Les Occidentaux doivent connaître davantage la Chine et soutenir les réformes réussies de la Chine, du fait que celle-ci est très importante pour le monde, Thomas Heberer, président des Etudes sur l'Asie orientale à l'université de Duisburg-Essen (Allemagne), dans une interview à Xinhua.
"La Chine est très importante pour la communauté internationale et les problèmes mondiaux ne peuvent être résolus sans la Chine.
Ceux qui ne sont jamais allés en Chine se rendront compte peu à peu du fait que la Chine est complètement différente de ce qu'ils imaginent", a souligné M. Heberer, qui a travaillé de 1977 à 1981 en Chine pour l'hebdomadaire Beijing Review.
Pour lui, les couvertures largements négatives par les médias occidentaux des émeutes au Tibet, ainsi que d'autres questions chinoises ont avéré une "hystérie" et une "diabolisation de la Chine".
Le changement de l'"idéalisation" à la "diabolisation" de la Chine est dû à "la coïncidence d'un certain nombre de facteurs malheureux", notamment "la détérioration de la description médiatique de la Chine depuis la fin des années 90", "la crainte de la délocalisation d'entreprises à l'étranger, notamment vers la Chine", "la crainte du piratage des produits allemands" et "la crainte d'une éventuelle domination par la Chine", a indiqué Thomas Heberer, sinologue allemand de premier plan.
"Ces craintes sont renforcées par les reportages négatifs sur la Chine. D'autant plus que le gouvernement allemand n'a pas contrebalancé cette tendance", a regretté M. Heberer qui s'est rendu pour la première fois en Chine en 1975 et qui a sillionné la terre chinoise.
La majorité des Allemands et des Européens a très peu de connaissances sur la Chine et le Tibet, a indiqué M. Heberer, ajoutant qu'il est encore plus difficile d'avoir des informations objectives à ce propos sur internet étant donnés la grande quantité d'informations à trier dans un cyper-espace "démocratisé".
"Ceux qui connaissent peu la Chine ne peuvent avoir un jugement objectif. Ils croient aux médias qui préfèrent prendre les sujets qui se vendent", a-t-il expliqué.

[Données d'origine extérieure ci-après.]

PR #3041, opened 2024-08-30
Solution

joaoguilherme000:


src/herbivoresAndCarnivores.js
```diff
@@ -1,15 +1,38 @@
...
-  // write your code here
+  constructor(name, health = 100) {
+    super(name, health);
+    Animal.alive.push(this);
+  }
+
+  bite(herbivoreObj) {
+    if (herbivoreObj instanceof Herbivore && herbivoreObj.hidden === false) {
+      herbivoreObj.health -= 50;
+      Animal.alive = Animal.alive.filter((el) => el.health > 0);
```
pedro-ruas, line 33: Instead of filtering the whole array every time a bite occurs, you could check if the herbivore has died, and if so, filter the array.
That way you would remove many unnecessary filters (at least one filter for every herbivore and all filters when a carnivore attacks another)

src/herbivoresAndCarnivores.js
```diff
@@ -1,15 +1,38 @@
 'use strict';
 
 class Animal {
-  // write your code here
+  static alive = [];
+
+  constructor(name, health = 100) {
```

"Puisque j'ai visité diverses parties de la Chine dans le cadre des recherches tous les ans depuis 1981, je connais les grands changements dans le pays", a poursuivi M. Heberer, qui se consacre depuis 1981 aux recherches sur le développement social en Chine.
Le changement fondamental de la fermeture sur elle-même d'avant les années 70 à l'ouverture au monde extérieur, les réformes phénoménales de l'économie planifiée rigide à l'économie de marché, ainsi que le pluralisme et la libéralisation croissant depuis la fin des années 70, ont fait de la Chine un pays de plus en plus ouvert et libre, a conclu M. Heberer.
Selon lui, il n'est pas surprenant que la transformation de l'économie planifiée en celle de marché ait en même temps apporté à la Chine beaucoup de problèmes, dont l'écart du revenu en croissance entre régions urbaines et rurales, le développement déséquilibré entre différentes régions et la corruption.
Il a également observé que le développement du système légal en Chine reste à la traîne par rapport à la transformation économique.
Mais "ce sont tous des phénomènes temporaires, qui pourront être résolus à la fin du processus de transformation", a souligné M. Heberer.
"En fait, dans un pays tellement grand avec des structures tellement complexes, les problèmes ne peuvent être résolus simultanément. La stabilité sociale et la croissance économique sont actuellement les priorités majeures avec le développement durable", a-t-il analysé.
"La transformation de la Chine prend du temps et de la patience. Et la direction chinoise a également prouvé sa capacité de tirer des leçons des erreurs et de les corriger", a-t-il ajouté.
"L'Allemagne et l'Europe doivent soutenir la Chine dans sa transformation réussie", a assuré M. Heberer qui refuse le point de vue qu'il y ait finalement une confrontation entre la Chine en croissance et l'Occident.